**TRY IT**: Scan the entries for lines containing the string "AudioPlayer". Reply with how many there are, and nothing else.

Top of RAW DATA

PR #3863, opened 2017-06-13
Audio subject

### LINKED ISSUE #3809: Request for audio file (.mp3) subject support.
## Expected behavior
The project builder and/or Python client will accept .mp3 format subjects and the subject viewer will "render" them appropriately using the HTML5 audio player.

## Current behavior
Not implemented.

hughdickinson:
Fixes #3809 .

Implemented audio subjects for users with Admin access using a similar approach to that used for video subjects.

Replicated the tests that are allocated to video subjects.

Example project staged [here](https://audio-subject.pfe-preview.zooniverse.org/projects/hughdickinson/testing-audio-subjects).

# Review Checklist

- [ ] Does it work on mobile?

## Optional

### DIFF
--- a/app/components/file-viewer/audio-player.jsx
+++ b/app/components/file-viewer/audio-player.jsx
@@ -7,12 +7,9 @@ class AudioPlayer extends React.Component {
     this.player = null;
 
     this.playAudio = this.playAudio.bind(this);
-    // this.setPlayRate = this.setPlayRate.bind(this);
 
     this.state = {
       playing: false
-      //,
-      // playbackRate: 1
     };
   }
 
@@ -21,12 +18,7 @@ class AudioPlayer extends React.Component {
   }
 
   componentDidUpdate() {
-    //if (this.player) this.player.playbackRate = this.state.playbackRate;
   }
-
-  // setPlayRate(e) {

Bottom of RAW DATA

**EXPECTED ANSWER**: 2